1.1.Coordinate system in 3D vision:

1.1.1 World coordinate system:

The world coordinate system is the Xw-Yw-Zw coordinate system in Figure 2. Simply understood, it is the real 3-dimensional world we live in .

figure 2 

1.1.2 Camera coordinate system:

The Xc-Yc-Zc coordinate system in Figure 2 is equivalent to arbitrary rotation and translation of the world coordinate system, and can also be understood as having a camera in the real world.

1.1.3 Image coordinate system:

The UV coordinate system in Figure 2, without the Z axis, is equivalent to projecting the points of the camera coordinate system on a plane parallel to the Xc- and Yc of the camera coordinate system.

1.1.4 Pixel coordinate system:

The XY coordinate system in Figure 2 is calculated in pixels as the offset relative to the origin.

1.2. Conversion between coordinate systems:

World coordinate system-camera coordinate system:

Camera coordinate system-image coordinate system:

An f is used here, which represents the focal length of the camera, which is the internal parameter of the camera.

Image coordinate system-camera coordinate system:

The PNP algorithm only needs to provide an additional angle to solve the pose of the camera coordinate system relative to the world coordinate system, that is, the R rotation matrix and T translation matrix.

The point in the camera coordinate system projected onto the plane does not match the x and y of the 2D point. In order to keep the two consistent, keep the z coordinate of the camera coordinate unchanged and directly adjust x and y to make the projection results consistent.

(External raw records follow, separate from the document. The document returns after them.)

PR #172, opened 2025-09-18
swanculler: Add global list of users for the culler and blocked_users functions

PMax5:
This solution intends to update a single list of users to be used by the function responsible to cull user sessions and the function that validates the status of SWAN users.

It intends to fix the issue which prevents fetching the list of users on the blocked users function

### DIFF
--- a/SwanCuller/swanculler/app.py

2. Data processing of key points:

First, let’s introduce why we need to process key point data. Through observation, we found that when mediapipe detects key points on the human body, some key points will jitter at high frequencies. In order to eliminate jitter and make the displacement of key points smoother, we use a filtering method. There are many filtering methods here, such as sliding mean filtering , Kalman filtering , euro filtering , moving least squares and so on. Here I will briefly introduce:

2.1. Moving mean filter method:

Set the sampling interval and take the average value within the interval. For example: take the average value every 5 sampling points, and the output value at this time is the average value of the first five 3D coordinate points. code show as below:

# 可根据需要调整窗口大小
window_size = 5  
# 初始化滑动均值滤波的队列
keypoint_queue = []
# 处理每一帧图像中的3D关键点
def process_3d_keypoints(frame_3d_keypoints):
    # 将新的3D关键点添加到队列
    keypoint_queue.append(frame_3d_keypoints)
    # 如果队列大小超过窗口大小,则移除最旧的元素
    if len(keypoint_queue) > window_size:
        keypoint_queue.pop(0)
    # 计算滑动均值
    smoothed_keypoints = np.mean(keypoint_queue, axis=0)
    # 在这里执行对平滑后的关键点的操作,例如可视化或其他后续处理
    return smoothed_keypoints

2.2.Kalman filtering method:

In the Kalman filter method, there are two variables, one is the predicted state variable (the value calculated by the formula and theorem, which represents the ideal value), and the other is the actually measured observed variable (with error). The idea of ​​the Kalman filter method is: the predicted state variables and the actually measured observation variables are fused to obtain data that is close to the real thing , and then used as the state variables of the next process, and then fused with the observed variables, and so on.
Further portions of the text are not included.